For the word "your", state how many lines below contain it. Give no other text.

(Collected data)
Start of Block

Issue #1194, opened 2015-08-26
Truely random test order


cardil:
By default junit executes test in default order that is based on method name hash code. In java hashcodes of string doesn't change between executions, so the order is random, but constant for given computer. That could lead to unpredictable errors.

To fix this enchantment, there should be truly random order option to explicitly specify in test case using `@FixMethodOrder`.

This will be similar to Rspec `--order random` option. Ref: http://blog.davidchelimsky.net/blog/2012/01/04/rspec-28-is-released/

Jahhein:
Might I suggest knuth shuffle for determining run order?
info-
https://en.wikipedia.org/wiki/Fisher–Yates_shuffle

source code-
http://algs4.cs.princeton.edu/11model/Knuth.java.html

ffbit:
From [Test execution order](https://github.com/junit-team/junit/wiki/Test-execution-order)
> By design, JUnit does not specify the execution order of test method invocations. Until now, the methods were simply invoked in the order returned by the reflection API. However, using the JVM order is unwise since the Java platform does not specify any particular order, and in fact JDK 7 returns a more or less random order. Of course, well-written test code would not assume any order, but some do, and a predictable failure is better than a random failure on certain platforms.
> 
> From version 4.11, JUnit will by default use a deterministic, but not predictable, order (MethodSorters.DEFAULT). To change the test execution order simply annotate your test class using @FixMethodOrder and specify one of the available MethodSorters:

> @FixMethodOrder(MethodSorters.JVM): Leaves the test methods in the order returned by the JVM. This order may vary from run to run.

> @FixMethodOrder(MethodSorters.NAME_ASCENDING): Sorts the test methods by method name, in lexicographic order.

Endron:
The problem here is that there are actually two test smells that are interconnected with each other:
1. Tests depending on the execution order
2. Non repeatable tests

Putting tests into a really random order would help with the first. As no test can predict what happened before he can not depend on any other test to have been executed before. By changing the order with each run you would also find tests accidentally depending on the execution order. 

[...]

PR #1204, opened 2015-09-27
Added "RANDOM" method sorting method.

mrnichols76:
Closes issue #1194.

This commit creates an additional method sorting option called "RANDOM," which uses a random number generator (java.util.Random) to cause JUnit to execute tests in random order. It also adds another annotation, "@Seed," which allows the random number generator's seed to be set to a pre-defined value (so a previous random ordering can be applied repeatedly). If no "@Seed" annotation is included, JUnit will generate a seed. In any event, if "RANDOM" ordering is applied, the seed used will be written to stdout so that a failed randomly ordered test run (even one using a JUnit-supplied seed) can be re-run in the same order.

The code uses the Knuth/Fisher-Yates shuffle algorithm to do the reordering.

### DIFF
--- a/src/main/java/org/junit/internal/MethodSorter.java
+++ b/src/main/java/org/junit/internal/MethodSorter.java
@@ -1,12 +1,24 @@
 package org.junit.internal;
 
+import org.junit.FixMethodOrder;
+import org.junit.Seed;
+import org.junit.runners.MethodSorters;
+
 import java.lang.reflect.Method;
 import java.util.Arrays;
+import java.util.Collections;
 import java.util.Comparator;
-
-import org.junit.FixMethodOrder;
+import java.util.Random;
 
 public class MethodSorter {
+
+    /* 
+     * Used for java.util.Random seed generation.
+     * This is the same magic number used in the Java API
+     * for java.util.Random.
+     */
+    private static volatile long seedUniquifier = 8682522807148012L;
+
     /**
      * DEFAULT sort order
      */
@@ -49,15 +61,29 @@ public class MethodSorter {
      *      (non-)bug #7023180</a>
      */
     public static Method[] getDeclaredMethods(Class<?> clazz) {
-        Comparator<Method> comparator = getSorter(clazz.getAnnotation(FixMethodOrder.class));
+        FixMethodOrder order = clazz.getAnnotation(FixMethodOrder.class);
+        Comparator<Method> comparator = getSorter(order);
 
         Method[] methods = clazz.getDeclaredMethods();
         if (comparator != null) {
             Arrays.sort(methods, comparator);
         }
+        if(order != null && order.value() == MethodSorters.RANDOM) {
+            Seed s = clazz.getAnnotation(Seed.class);
+            long seed = s == null ? generateSeed() : s.value();
+            System.out.printf("Class: %s, Random ordering seed = 0x%xL%n", clazz.getName(), seed);
+            Random r = new Random(seed);
+            Collections.shuffle(Arrays.asList(methods), r);
+        }
 
         return methods;
     }
+
+    // Same seed generation algorithm used in JDK 6
+    private static long generateSeed() {
+        return ++seedUniquifier + System.nanoTime();
+    }
+
 
     private MethodSorter() {
     }
--- a/src/main/java/org/junit/runners/MethodSorters.java
+++ b/src/main/java/org/junit/runners/MethodSorters.java
@@ -1,9 +1,10 @@
 package org.junit.runners;
 
+import org.junit.internal.MethodSorter;
+
 import java.lang.reflect.Method;
 import java.util.Comparator;
 
-import org.junit.internal.MethodSorter;
 
 /**
  * Sort the methods into a specified execution order.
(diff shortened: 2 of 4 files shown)


kcooney:
Thanks for the contribution.

While some people might want the random seed specified in code, others would prefer to specify it via an environment variable or system property. Still others would want the random seed to be fixed for some period of time (perhaps a day) and change at regular intervals, so if a particular order causes a failure you have time to diagnose the cause and fix it.

IMHO, a random order that changes every time you run the test is quite problematic. It would be easy to be in the middle of a coding session, run the tests, notice the failure, and start undoing changes trying to find out what you did to "break" the tests, only to discover later that the breakage had nothing to do with your code.

For these changes and many more, I would strongly prefer an API that would allow people to shuffle tests that requires that the developer (or a third-party library) to specify the ordering. See, for example, pull #1130

src/main/java/org/junit/runners/MethodSorters.java
```diff
@@ -25,6 +26,13 @@
     JVM(null),
 
     /**
+     * Sorts the test methods in pseudo-random order.
+     * This sort option generates and displays (to stdout) a
+     * seed value for the random number generator.
+     */
+    RANDOM(null),
```
kcooney: BTW, if you want the ordering provided by `RANDOM` to be consistent when you pass the same seed, then you'll need to actually order the methods in a deterministic way before you do the shuffling.

src/main/java/org/junit/internal/MethodSorter.java
```diff
@@ -49,16 +60,49 @@ public int compare(Method m1, Method m2) {
...
+     * This seed is then displayed on stdout.
+     * @param methods the array of methods
+     * @param className the name of this class
+     */
+    private static void randomize(Method[] methods, String className, 
+        long seed) {
+        System.out.printf("Class: %s, Random ordering seed = 0x%xL%n", 
+            className, seed);
+        Random r = new Random(seed);
+        for(int i=methods.length-1; i>0; i--) {
```
kcooney: BTW, you could instead do:

  `Collections.shuffle(Arrays.asList(methods), r);`

src/test/java/org/junit/internal/MethodSorterTest.java
```diff
@@ -179,4 +182,98 @@ public void testAscendingMethodSorter() {
...
+
+        void delta() {
+        }
+
+        void epsilon() {
+        }
+    }
+
+    @Test
+    public void testRandomMethodSorter() {
```
kcooney: This test will occasionally fail

src/main/java/org/junit/internal/MethodSorter.java
mrnichols76: Yes. That's much more readable. I've used shuffle before, but I didn't realize there was a version that allowed you to supply your own Random.

src/main/java/org/junit/runners/MethodSorters.java
mrnichols76: I just pushed up a commit that fixes this (just had to change line 33 to use the DEFAULT ordering--since in MethodSorter, the existing line to do the sort is before the shuffle takes place). Thanks for the comments, by the way.

src/test/java/org/junit/internal/MethodSorterTest.java
mrnichols76: You mean if the random shuffling happens to not change the ordering at all?

kcooney:
@mrnichols76 Just to be clear, I commented on some of the smaller issues in the code, but I still personally feel that this is not the best approach for solving this issue.

@marcphilipp what are your thoughts?

mrnichols76:
@kcooney The way you proposed in pull #1130 is more general/flexible (and I must admit that I had not seen it until you pointed it out to me). It's better in a lot of ways.

However this pull (1204) has the virtue of providing the requested randomization feature with minimal changes to the existing codebase, so I think it's still worth considering.

marcphilipp:
I'm afraid I won't have time to look at this and #1130 in depth before this weekend.

cardil:
I think that passing a seed as a `@Seed` annotation is not ok, it will require to change the code. The code should be unchanged especially if one is hunting a dependency bug in unit test. I prefer to use system option like rspec does. I was referring here https://github.com/junit-team/junit/issues/1194#issuecomment-143024939

It will also should be settable by Maven and Gradle plugins, to be usable by developers.

Second thing is that I think that random method order sorting is ok, but I that most of dependency bugs in tests are between different test classes. It would be nice that single seed can be reused by all test classes in project and to set random method sorting as default.

Maybe better way would be to give Maven and Gradle chance to set seed externally?
What do you think?

mrnichols76:
@cardil I like the idea of passing it in externally.  As you say, it would be more useful if you could apply the same seed to multiple files. I hadn't thought about that when I wrote my code, mostly because I was thinking about the way that my students and I use JUnit (I teach Java programming). Do you think it would be better to use an environment variable for this or a command-line option? (or maybe both?)

I still think there ought to be an option to allow someone to put the seed in a test's annotation, though, because some users of IDEs may not want to bother tinkering with the details of build files or environment variables. Having a "@Seed" annotation is like adding "@Ignore" tag to a test--you can switch it on or switch it off. Yes, it changes the test's source file, but it doesn't really change the code of the test.

kcooney:
These kinds of reasonable debates on how to pick and override the seed are exactly why I would prefer an extension point. Let third-party library developers design an API and work with integration with build tools (for selecting and overriding the seed, as well as possibly including the seed in the test report).

kcooney:
I propose we close this. I still stand by my concerns I stated earlier.

marcphilipp:
Agreed.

End of Block

- REPLY -
4